As these two women become more fully formed in the mind of the reader, the over arching plot is constantly in the back of your mind, who sabotaged them and how? Can you imagine how you would feel to see your life’s work literally stolen and passed off under another name?
An incredible feat which brings the names of two women to the fore which, personally, I was not aware of, despite knowing of Mrs Beeton’s Book Of Household Management, Annabel Abbs uses the mode of historical fiction to redress this balance. Eliza and Ann become real people, you are invested in their journey as they have left a legacy which continues to this very day, and influences any great cook who you could care to name.
Including , at the end, historical relevancies which add pathos to what you have just read, as well as recipes and mini biographies, these stud the text of ‘The Language Of Food’ like gorgeous jewelled fruit in a spiced bun. It is absolutely gorgeous, immensely satisfying in many ways and best devoured whole.
About the author…
Annabel Abbs is an English writer and novelist.

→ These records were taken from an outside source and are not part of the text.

PR #20, opened 2017-02-02
[WIP] Add a higher level handling of flags

MatthieuDartiailh:
This is a work in progress on implementing #19. I am quite busy now so it may take a while to complete this I will ping when this is ready for review.

### DIFF
--- a/bytecode/concrete.py
+++ b/bytecode/concrete.py
@@ -204,7 +204,7 @@ class ConcreteBytecode(_bytecode.BaseBytecode, list):
         bytecode = ConcreteBytecode()
         bytecode.name = code.co_name
         bytecode.filename = code.co_filename
-        bytecode.flags = _bytecode.Flags(code.co_flags)
+        bytecode.flags = code.co_flags
         bytecode.argcount = code.co_argcount
         bytecode.kwonlyargcount = code.co_kwonlyargcount
         bytecode.first_lineno = code.co_firstlineno
--- a/bytecode/concrete.py
+++ b/bytecode/concrete.py
@@ -372,9 +372,9 @@ class ConcreteBytecode(_bytecode.BaseBytecode, list):
         bytecode._copy_attr_from(self)
 
         nargs = bytecode.argcount + bytecode.kwonlyargcount
-        if bytecode.flags['varargs']:
+        if bytecode.flags.varargs:
             nargs += 1
-        if bytecode.flags['varkeywords']:
+        if bytecode.flags.varkeywords:
             nargs += 1
         bytecode.argnames = self.varnames[:nargs]
         _set_docstring(bytecode, self.consts)
--- a/bytecode/concrete.py
+++ b/bytecode/concrete.py
@@ -284,7 +284,6 @@ class ConcreteBytecode(_bytecode.BaseBytecode, list):
         return cfg.compute_stacksize()
 
     def to_code(self):
-        # XXX handle Flags conversion
         code_str, linenos = self._assemble_code()
         lnotab = self._assemble_lnotab(self.first_lineno, linenos)
         nlocals = len(self.varnames)
@@ -293,7 +292,7 @@ class ConcreteBytecode(_bytecode.BaseBytecode, list):
                               self.kwonlyargcount,
                               nlocals,
                               stacksize,
-                              self.flags,
+                              self.flags.to_int(self),
                               code_str,
                               tuple(self.consts),
                               tuple(self.names),
@@ -306,7 +305,6 @@ class ConcreteBytecode(_bytecode.BaseBytecode, list):
                               tuple(self.cellvars))
 
     def to_bytecode(self):
-        # XXX handle flags
 
         # find jump targets
         jump_targets = set()
@@ -374,10 +372,9 @@ class ConcreteBytecode(_bytecode.BaseBytecode, list):
         bytecode._copy_attr_from(self)
 
         nargs = bytecode.argcount + bytecode.kwonlyargcount
-        # XXX handle flags
-        if bytecode.flags & inspect.CO_VARARGS:
+        if bytecode.flags['varargs']:
             nargs += 1
-        if bytecode.flags & inspect.CO_VARKEYWORDS:
+        if bytecode.flags['varkeywords']:
             nargs += 1
         bytecode.argnames = self.varnames[:nargs]
         _set_docstring(bytecode, self.consts)
--- a/bytecode/concrete.py
+++ b/bytecode/concrete.py
@@ -205,7 +205,7 @@ class ConcreteBytecode(_bytecode.BaseBytecode, list):
         bytecode = ConcreteBytecode()
         bytecode.name = code.co_name
         bytecode.filename = code.co_filename
-        bytecode.flags = code.co_flags
+        bytecode.flags = _bytecode.Flags(code.co_flags)
         bytecode.argcount = code.co_argcount
         bytecode.kwonlyargcount = code.co_kwonlyargcount
         bytecode.first_lineno = code.co_firstlineno
@@ -284,6 +284,7 @@ class ConcreteBytecode(_bytecode.BaseBytecode, list):
         return cfg.compute_stacksize()
 
     def to_code(self):
+        # XXX handle Flags conversion
         code_str, linenos = self._assemble_code()
         lnotab = self._assemble_lnotab(self.first_lineno, linenos)
         nlocals = len(self.varnames)
@@ -305,6 +306,8 @@ class ConcreteBytecode(_bytecode.BaseBytecode, list):
                               tuple(self.cellvars))
 
     def to_bytecode(self):
+        # XXX handle flags
+
         # find jump targets
         jump_targets = set()
         offset = 0
@@ -371,6 +374,7 @@ class ConcreteBytecode(_bytecode.BaseBytecode, list):
         bytecode._copy_attr_from(self)
 
         nargs = bytecode.argcount + bytecode.kwonlyargcount
+        # XXX handle flags
         if bytecode.flags & inspect.CO_VARARGS:
             nargs += 1
         if bytecode.flags & inspect.CO_VARKEYWORDS:
--- a/bytecode/concrete.py
+++ b/bytecode/concrete.py
@@ -1,5 +1,4 @@
 import dis
-import inspect
 import opcode as _opcode
 import struct
 import sys
--- a/bytecode/flags.py
+++ b/bytecode/flags.py
@@ -14,19 +14,21 @@ class CoFlags(IntEnum):
     furthermore would be version dependent.
 
     """
-    CO_OPTIMIZED             = 0x0001
-    CO_NEWLOCALS             = 0x0002
-    CO_VARARGS               = 0x0004
-    CO_VARKEYWORDS           = 0x0008
-    CO_NESTED                = 0x0010
-    CO_GENERATOR             = 0x0020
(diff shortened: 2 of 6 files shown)


MatthieuDartiailh:
I still need to add some docs but a first review would be welcome @haypo.

bytecode/concrete.py
```diff
@@ -205,7 +204,7 @@ def from_code(code, *, extended_arg=False):
         bytecode = ConcreteBytecode()
         bytecode.name = code.co_name
         bytecode.filename = code.co_filename
-        bytecode.flags = code.co_flags
+        bytecode.flags = _bytecode.Flags(code.co_flags)
```
haypo: Do you really need to explicitly convert to Flags? The setter does it for you, no? If not, please revert this change.

bytecode/concrete.py
```diff
@@ -292,7 +291,7 @@ def to_code(self):
                               self.kwonlyargcount,
                               nlocals,
                               stacksize,
-                              self.flags,
+                              self.flags.to_int(self),
```
haypo: Python has standard methods to cast to int: int(obj) calls obj.__int__() or obj.__index__().

bytecode/flags.py
```diff
@@ -0,0 +1,297 @@
...
+class CoFlags(IntEnum):
+    """Possible values of the co_flags attribute of Code object.
+
+    Notes
+    -----
+    We do not rely on inspect values here as some of them are missing and
+    furthermore would be version dependent.
+
+    """
+    CO_OPTIMIZED             = 0x00001  # noqa
```
haypo: You might remove spaces rather than repeating #noqa, but it's up to you ;-)

bytecode/flags.py
```diff
@@ -0,0 +1,297 @@
+# alias to keep the 'bytecode' variable free
+from enum import IntEnum
+from collections import defaultdict
+
+import bytecode as _bytecode
+
+
+class CoFlags(IntEnum):
```
haypo: Please rename to Flag.

bytecode/flags.py
```diff
@@ -0,0 +1,297 @@
...
+    """Possible values of the co_flags attribute of Code object.
+
+    Notes
+    -----
+    We do not rely on inspect values here as some of them are missing and
+    furthermore would be version dependent.
```
haypo: I suggest to write: "Note: ...".

bytecode/flags.py
```diff
@@ -0,0 +1,297 @@
...
+    object passed when converting to an integer. If no bytecode is provided the
+    default values are used.
+
+    The flags whose natural values can be inferred are:
+    - optimized
+    - generator
+    - nofree
+    - coroutine
+
+    """
```
haypo: I'm not a big fan of docstrings, it requires to duplicate the doc. The documentation in doc/ is more important than docstrings for me. You must document Flag and Flags in doc/. Then it's up to you to maintain docstrings as well, but in the project, I skipped docstrings to focus on good doc in doc/.

bytecode/flags.py
```diff
@@ -0,0 +1,297 @@
...
+
+    def __init__(self, int_or_flags=0):
```
haypo: I suggest to rename the parameter to "value".

bytecode/flags.py
```diff
@@ -0,0 +1,297 @@
...
+
+        self._forced = {}
+
+        if isinstance(int_or_flags, Flags):
+            self._defaults = int_or_flags._defaults.copy()
+            self._forced = int_or_flags._forced.copy()
+        elif isinstance(int_or_flags, int):
+            self._defaults = {name.split('_', 1)[1].lower():
+                              bool(int_or_flags & val)
+                              for name, val in CoFlags.__members__.items()}
```
haypo: I suggest to move "forced = {}" here.

bytecode/flags.py
```diff
@@ -0,0 +1,297 @@
...
+        else:
+            msg = ("Flags object should be passed either None, an int  or a "
+                   "Flags instance at init, got {}.")
+            raise TypeError(msg.format(int_or_flags))
+
+    def __eq__(self, other):
+        if isinstance(other, int):
+            return self.to_int() == other
```
haypo: Hum, I would prefer to cast int to Flags, rather than the opposite. Would it work?

bytecode/flags.py
```diff
@@ -0,0 +1,297 @@
...
+    - optimized
+    - generator
+    - nofree
+    - coroutine
+
+    """
+
+    def __init__(self, int_or_flags=0):
+
+        self._forced = {}
```
haypo: I don't understand the purpose of forced. Can you add a short comment here explaining its purpose?

bytecode/flags.py
```diff
@@ -0,0 +1,297 @@
...
+    """Possible values of the co_flags attribute of Code object.
+
+    Notes
+    -----
+    We do not rely on inspect values here as some of them are missing and
+    furthermore would be version dependent.
+
+    """
+    CO_OPTIMIZED             = 0x00001  # noqa
+    CO_NEWLOCALS             = 0x00002  # noqa
```
haypo: I suggest to remove CO_ prefix.

bytecode/flags.py
```diff
@@ -0,0 +1,297 @@
...
+    CO_VARARGS               = 0x00004  # noqa
```
haypo: I dislike hardcoded values. I would prefer to get them from a Python module, like dis.COMPILER_FLAG_NAMES, if possible.

bytecode/flags.py
```diff
@@ -0,0 +1,297 @@
...
+    CO_VARKEYWORDS           = 0x00008  # noqa
+    CO_NESTED                = 0x00010  # noqa
+    CO_GENERATOR             = 0x00020  # noqa
+    CO_NOFREE                = 0x00040  # noqa
+    # New in Python 3.5
+    CO_COROUTINE             = 0x00080  # noqa
+    CO_ITERABLE_COROUTINE    = 0x00100  # noqa
```
haypo: Maybe only define them if the running Python version if >= 3.5? I don't know if bytecode has a policy to support a bytecode generated by a different version than the running Python.

bytecode/flags.py
```diff
@@ -0,0 +1,297 @@
...
+        """The compiled code block has a varargs argument.
+
+        """
+        return self._forced.get('varargs', self._defaults['varargs'])
+
+    @varargs.setter
+    def varargs(self, value):
+        if not isinstance(value, bool):
+            raise ValueError('Flag value should be a boolean')
+        self._forced['varargs'] = value
```
haypo: Maybe you can factorize these methods with __getattr__() and __setattr__() methods, the code looks to be duplicated for each flag.

bytecode/tests/test_flags.py
```diff
@@ -0,0 +1,103 @@
...
+
+class FlagsTests(unittest.TestCase):
+
+    def test_instantiation(self):
+
+        empty_flag = Flags()
+        self.assertFalse(any(empty_flag._defaults.values()))
+        self.assertFalse(empty_flag._forced)
+
+        flags = Flags(CoFlags.CO_OPTIMIZED + CoFlags.CO_NESTED)
```
haypo: Hum, for flags, I prefer to write "a | b" than "a + b".

bytecode/tests/test_flags.py
```diff
@@ -0,0 +1,103 @@
...
+        for m in CoFlags.__members__:
+            expected = (True
+                        if m in {'CO_OPTIMIZED', 'CO_NESTED'} else
+                        False)
+            self.assertEqual(flags.get_default(m.split('_', 1)[1].lower()),
```
haypo: I would prefer a class method to get "all flags" than duplicating this split/lower code.

bytecode/tests/test_flags.py
```diff
@@ -0,0 +1,103 @@
...
+        for val in CoFlags.__members__.values():
+            self.assertEqual(Flags(val).to_int(), val)
+
+        with self.assertRaises(ValueError):
+            Flags().to_int(Bytecode())
+
+        # Infer optimized and nofree
+        forced_flag = Flags()
+        forced_flag.optimized = False
+        forced_flag.nofree = False
```
haypo: Please instanciate ConcreteBytecode here:

bytecode = ConcreteBytecode()

bytecode/flags.py
```diff
@@ -0,0 +1,297 @@
...
+    CO_COROUTINE             = 0x00080  # noqa
+    CO_ITERABLE_COROUTINE    = 0x00100  # noqa
+    # New in Python 3.6
+    CO_ASYNC_GENERATOR       = 0x00200  # noqa
+
+    # __future__ flags
+    CO_FUTURE_GENERATOR_STOP = 0x80000  # noqa
+
+
+_CAN_DEDUCE_FROM_CODE = ('optimized', 'generator', 'nofree', 'coroutine')
```
haypo: "Can"? It seems like if you pass a concrete bytecode object, these flags are *always* set, no?

I'm asking if we cannot find a better name for the constant.

haypo:
IMHO once we agree on the Flags design, maybe bytecode API would be complete enough for a version 1.0? What do you thing?

By the way, TODO.rst seems oudated: "ConcreteBytecode.to_code(): compute the stack level, see byteplay and Python/compile.c?" this item is now implemented, no?

Flags and stack depth were the two remaining blocker point to stabilize the API.

I'm not sure that bytecode has enough users to stabilize the API, but maybe it would have more users with a stable API? :-)

bytecode/concrete.py
MatthieuDartiailh: will do

bytecode/concrete.py
MatthieuDartiailh: The point here was to pass the bytecode to infer some flag values. If we want to rely on standard methods we need to set the bytecode as an attribute of the flag object.

bytecode/flags.py
MatthieuDartiailh: will do

bytecode/flags.py
MatthieuDartiailh: The point here is that the proper value of the flag can be deduced from the associated bytecode, so it is really a 'can'. 'Generator' and 'coroutine' are a bit special as they can be ambiguous (cf async_generator and iterable_coroutine)

bytecode/flags.py
MatthieuDartiailh: I will add the docs in doc but I like docstrings so if it is fine with you I will leave them.

bytecode/flags.py
MatthieuDartiailh: forced is used to keep track of flags whose values have been set by the user and whose value should hence not be inferred from the bytecode.

bytecode/flags.py
MatthieuDartiailh: The issue is that if one value has been 'forcibly' set it will never match the int.

bytecode/flags.py
MatthieuDartiailh: Will try to come up with something a bit less redundant yes.

bytecode/tests/test_flags.py
MatthieuDartiailh: make sense

bytecode/tests/test_flags.py
MatthieuDartiailh: Done

MatthieuDartiailh:
This is superseded by #23, so closing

Her first novel, ‘The Joyce Girl’, was published in 2016 and tells a fictionalised story of Lucia Joyce, daughter of James Joyce. It won the Impress Prize for New Writers, the Spotlight First Novel Award, was longlisted for the Bath Novel Award, the Caledonia Novel Award and the Waverton Good Read Award. The Joyce Girl was a Reader Pick in The Guardian 2016 and was one of ten books selected for presentation at the 2017 Berlin Film Festival, where it was given Five Stars by the Hollywood Reporter.